Set down the listing again, word for word.

• • • • • • •

Issue #1240, opened 2022-11-02
Add HTMLFormElement.requestSubmit Polyfill


andrew-pyle:

JakeChampion:
Howdy, I've not looked at the polyfill myself but thought I'd mention we have contribution guides for adding a new polyfill if you wanted to give it a go 🤞 https://github.com/Financial-Times/polyfill-library/blob/master/.github/contributing.md#adding-a-new-polyfill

• • • • • • •

__The answer__
Issue #1240, opened 2022-11-02
Add HTMLFormElement.requestSubmit Polyfill


andrew-pyle:

JakeChampion:
Howdy, I've not looked at the polyfill myself but thought I'd mention we have contribution guides for adding a new polyfill if you wanted to give it a go 🤞 https://github.com/Financial-Times/polyfill-library/blob/master/.github/contributing.md#adding-a-new-polyfill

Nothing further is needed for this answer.